The cracks are on a stud wall that runs along the length of the bath, and the tiles runs from the floor to about a foot lower than the ceiling. They’re large rectangular tiles from toppstiles (appear to be decent quality) and they’re laid jagged like bricks and not like a grid. We first noticed the cracks 2-3 months after the new bathroom was installed. The cracks run like two large jagged cracks vertically down across the centre of the tiles (apprx 10 tiles in total) and had not initially effected the grouting at all until recently. The tiles appear to be imploding on themselves as the cracks are very fine and are causing small flakes of tile in the centre of the cracks. There are also many wavy horizontal stress marks along the tiles but none have developed into proper cracks.

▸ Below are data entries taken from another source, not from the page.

PR #816, opened 2026-04-28
Fix Use MODERN Cmake build

gsjaardema:
Add command to display CMakeCache.txt after configuration.

Want to see how the MODERN=YES is being resolved.

### DIFF
--- a/.github/workflows/build_variant.yml
+++ b/.github/workflows/build_variant.yml
@@ -57,7 +57,7 @@ jobs:
         uses: actions/cache@0057852bfaa89a56745cba8c7296529d2fc39830 # v4.3.0
         with:
           path: ~/environments/${{ matrix.compiler }}-${{ matrix.hdf5 }}-${{ matrix.netcdf }}-${{ matrix.cgns }}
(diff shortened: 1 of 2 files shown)


gsjaardema:
@tokusanya Looks like this gets the MODERN build working again.  Not sure which changes are absolutely needed for this, but none of them are bad changes either.  

Probably want to update the NetCDF and CGNS versions on all workflows at some point in the future.  Only updated CGNS in this change.

The Intel failure and the ADIOS2 failure should be fixed by #814 and #815  so I think if these three are merged, all github tests should be passing....

tokusanya:
> @tokusanya Looks like this gets the MODERN build working again. Not sure which changes are absolutely needed for this, but none of them are bad changes either.
> 
> Probably want to update the NetCDF and CGNS versions on all workflows at some point in the future. Only updated CGNS in this change.
> 
> The Intel failure and the ADIOS2 failure should be fixed by #814 and #815 so I think if these three are merged, all github tests should be passing....

Thanks for looking at this @gsjaardema . Mario and I were banging our heads against a wall trying to resolve these issues

PR #822, opened 2026-06-12
Initial pass at adding attribute pass through to epu and unit tests

tokusanya:
Finish up by adding fix to epu output

  // We can't do nodal decomp testing yet
  //  [1] Nodal decomp of a mesh with elements doesn't work because Ioex_DatabaseIO fails on load: io_info exhibits this
  //  [2] Cannot use textmesh to generate a pure node mesh
  //  [3] Cannot test material properties on a mesh with no elements


packages/seacas/applications/ejoin/unit_tests/UnitTestEjoin.C
```diff
@@ -68,56 +68,18 @@ namespace {
...
-    }
   };
 
   TEST_F(EJoinTester, emptyTest) {}
 
-  TEST_F(EJoinTester, joinSingleHexMesh)
+  TEST_F(EJoinTester, joinSingleHexMeshWithMaterialProperties)
   {
     std::string inputFile  = "dummy.g";
     std::string outputFile = utest_util::unique_filename("singleHexJoin", "g");
```
tjotaha, line 85: Rather than creating a unique filename for each test, would it make sense to add something to the test fixture that creates a temporary directory before each test is run and then cleans it up afterwards?

packages/seacas/applications/utest_util/ElementPartition.h
tjotaha, line 1: Does the implementation of ElementPartition duplicate parts of the nem_slice application code? Maybe we should eventually refactor nem_slice to allow the functionality in ElementPartition to be accessed from there.

packages/seacas/applications/ejoin/unit_tests/UnitTestEjoin.C
tokusanya: That could work except that it doesn't quite fix the issue where two tests could create the same set of files in the directory that could clash with each other if the first test fails and ends up not cleaning up the temporary directory

packages/seacas/applications/utest_util/ElementPartition.h
tokusanya: Yes, there is some duplication since it is a subset of the nem_slice partitioning using Ioss instead of raw Exodus. I thought of how to organize this but not sure yet since we would probably need something similar to a nem_slice library ... otherwise the nem_spread unit test would have to link in files from the nem_slice directory which is weird

PR #307, opened 2023-12-27
Add newline to logs

### LINKED ISSUE #238: Make the logging macros handle newlining
### Describe the feature

As explained by @cguimaraes in #225, logging macros already do some formatting, so they should also do newlines.

jean-roland:
This fixes #238

In addition, it switches to a compiler based macro, to ensure no obsolete log will blow up 2 years after the renaming of a variable because we didn't build with the correct `ZENOH_DEBUG` value.

Also added a compiler symbol to identify a debug/release build.


include/zenoh-pico/utils/logging.h
```diff
@@ -17,55 +17,57 @@
...
-    printf(x, ##__VA_ARGS__);
-#define _Z_ERROR_CONTINUE(x, ...) printf(x, ##__VA_ARGS__);
+#define _Z_DEBUG(...)                          \
+    do {                                       \
+        if (ZENOH_DEBUG >= _Z_LOG_LVL_DEBUG) { \
+            _Z_LOG_PREFIX(DEBUG);              \
+            printf(__VA_ARGS__);               \
+            printf("\n");                      \
+        }                                      \
+    } while (false)
```
cguimaraes, line 52: What is the reason for this `do..while` if the loop only executes once?

include/zenoh-pico/utils/logging.h
```diff
@@ -17,55 +17,57 @@
...
-    printf(x, ##__VA_ARGS__);
-#define _Z_ERROR_CONTINUE(x, ...) printf(x, ##__VA_ARGS__);
+#define _Z_INFO(...)                          \
+    do {                                      \
+        if (ZENOH_DEBUG >= _Z_LOG_LVL_INFO) { \
+            _Z_LOG_PREFIX(INFO);              \
+            printf(__VA_ARGS__);              \
+            printf("\n");                     \
+        }                                     \
+    } while (false)
```
cguimaraes, line 61: What is the reason for this `do..while` if the loop only executes once?

include/zenoh-pico/utils/logging.h
```diff
@@ -17,55 +17,57 @@
...
-#define _Z_ERROR(x, ...) (void)(0)
-#endif
+#define _Z_ERROR(...)                          \
+    do {                                       \
+        if (ZENOH_DEBUG >= _Z_LOG_LVL_ERROR) { \
+            _Z_LOG_PREFIX(ERROR);              \
+            printf(__VA_ARGS__);               \
+            printf("\n");                      \
+        }                                      \
+    } while (false)
```
cguimaraes, line 70: What is the reason for this `do..while` if the loop only executes once?

include/zenoh-pico/utils/logging.h
```diff
@@ -17,55 +17,57 @@
...
-    _Z_LOG_PREFIX(INFO); \
-    printf(x, ##__VA_ARGS__);
-#define _Z_INFO_CONTINUE(x, ...) printf(x, ##__VA_ARGS__);
-#define _Z_ERROR(x, ...)  \
-    _Z_LOG_PREFIX(ERROR); \
-    printf(x, ##__VA_ARGS__);
-#define _Z_ERROR_CONTINUE(x, ...) printf(x, ##__VA_ARGS__);
+#define _Z_DEBUG(...)                          \
+    do {                                       \
+        if (ZENOH_DEBUG >= _Z_LOG_LVL_DEBUG) { \
```
cguimaraes, line 47: Why to do this check at runtime, instead of at compile time as before?

include/zenoh-pico/utils/logging.h
```diff
@@ -17,55 +17,57 @@
...
-#define _Z_DEBUG_CONTINUE(x, ...) (void)(0);
-#define _Z_INFO(x, ...) (void)(0);
-#define _Z_INFO_CONTINUE(x, ...) (void)(0);
-#define _Z_ERROR(x, ...)  \
-    _Z_LOG_PREFIX(ERROR); \
-    printf(x, ##__VA_ARGS__);
-#define _Z_ERROR_CONTINUE(x, ...) printf(x, ##__VA_ARGS__);
+#define _Z_INFO(...)                          \
+    do {                                      \
+        if (ZENOH_DEBUG >= _Z_LOG_LVL_INFO) { \
```
cguimaraes, line 56: Why to do this check at runtime, instead of compile time as before?

include/zenoh-pico/utils/logging.h
```diff
@@ -17,55 +17,57 @@
...
+    } while (false)
 
-#elif (ZENOH_DEBUG == 0)
-#define _Z_DEBUG(x, ...) (void)(0)
-#define _Z_INFO(x, ...) (void)(0)
-#define _Z_ERROR(x, ...) (void)(0)
-#endif
+#define _Z_ERROR(...)                          \
+    do {                                       \
+        if (ZENOH_DEBUG >= _Z_LOG_LVL_ERROR) { \
```
cguimaraes, line 65: Why to do this check at runtime, instead of compile time as before?

cguimaraes (commented):
Some clarification required.

include/zenoh-pico/utils/logging.h
jean-roland: It turns the block into a single statement and forces a `;`after the macro.

include/zenoh-pico/utils/logging.h
jean-roland: Actually it transitions from a pre-compiler thing to a compile time check, as the compiler realises this values won't change for the whole execution of the program, a bit like a C++ `constexpr`. But just to be extra sure I added the `(void)(0)` in release mode and no debug, in case some exotic compiler emits run time checks.

The problem with pre compiler stuff is that it doesn't check if the code is valid while the compiler do. So let's say in my log statement I print a variable, that is then changed (type or name), it will go unnoticed until the compiler sees it, so if I only compile without Debug it won't see it. Now it will always see this kind of issues.

include/zenoh-pico/utils/logging.h
cguimaraes: If MISRA-C is still followed for the codebase, this shall not be required.
But I get the point...

include/zenoh-pico/utils/logging.h
cguimaraes: I am not sure if it is already in place, but having compilation tests for both debug and release seems a simpler option.

Mallets (approved):

PR #308, opened 2024-01-02
Restore single thread compilation

### LINKED ISSUE #254: Should `platform/unix.h` avoid `#include <pthread.h>` if `Z_MULTI_THREAD == 0`?
### Describe the bug

As per title.

IIUC, setting `config.h::Z_MULTI_THREAD` to `0` should result in no use of threading.

I'm not sure whether I understand everything correctly, but if `pthread.h` is only used in case multithreading is enabled, perhaps 

https://github.com/eclipse-zenoh/zenoh-pico/blob/79bf88c6315119bf0236c93b3cd398168d2bc9c6/include/zenoh-pico/system/platform/unix.h#L18

should be changed to:

```c
#if Z_MULTI_THREAD == 1
#include <pthread.h>
#endif
```

? And similarly in other platform headers.

### To reproduce

1. clone `zenoh-pico` on a platform without `pthread.h`
2. edit `config.h` and set `Z_MULTI_THREAD = 0`
3. edit `CMakeLists.txt`, set `CHECK_THREADS` to `OFF`
4. attempt to build

Compilation will fail due to unconditional `#include` described above.

### System info

- platform: POSIX compatible-ish (but no `pthread.h`)
- cpu: `amd64`
- zenoh-pico version: 79bf88c6315119bf0236c93b3cd398168d2bc9c6 (current `HEAD`)

jean-roland:
Included in this PR:
* Restore single thread compilation that was broken due to raweth changes from #294 
* Fix #254 
* Add a single thread config build & test (pub_st & sub_st examples) in CI


src/system/unix/system.c
```diff
@@ -15,6 +15,7 @@
 #include <stddef.h>
 #include <stdio.h>
 #include <stdlib.h>
+#include <time.h>
```
p-avital, line 18: could this be accidental?

p-avital: Actually compensates for `pthread` becoming optional in an included header, which previously transitively included `time`

p-avital (approved):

At the top edge of the tiles where they stop near the ceiling there is a 4mm crack between the wall and the tiles where we’re able to comfortably slide a large kitchen knife from one side of the wall to the other. The tiles sound hollow to knock them all the way down to the edge of the bath tub.


Our builder has blamed movement of the house because our neighbour downstairs removed a wall, but they say is just a stud wall towards the rear of the house, and our bathroom is towards the front so I’m not convinced that that is the reason. It’s an old victorian house which had been neglected until us and the neighbours bought the flats and are both renovating. There are hairline cracks all over the place, including one on the ceiling of the communal hallway that runs directly beneath the length of the bathroom wall in question. It’s quite likely that this was either already there when we moved in, or could have been caused when we had our bathroom and kitchen redone. It’s not near where the neighbours removed their wall.


On the other side of the bathroom stud wall is the kitchen, there are no cracks on the wall from what we can see, but the floor tile grouting cracked within 2 weeks of the kitchen floor being laid. Our builder initially agreed to correct the work to be done at a later date when he comes to finish something else off, but now that he’s seen the bathroom he has put it down to the same issue of movement. We have been happy the rest of the work he’s done so would like to resolve this amicably and fairly.


Any ideas what could have caused this cracking, or how we determine for sure what has caused it?? If we remove a tile and there is no cracking on the wall itself does this mean that the cause has not been movement? It’s been suggested to us that the glue behind the tiles was not left long enough to dry, or that not enough glue was used. The tiles on the smaller wall at each end of the bath are fine (one outer wall, one load baring). Our builder also said that the tiles were put directly onto the wall, and not on any type of board - could that be the problem?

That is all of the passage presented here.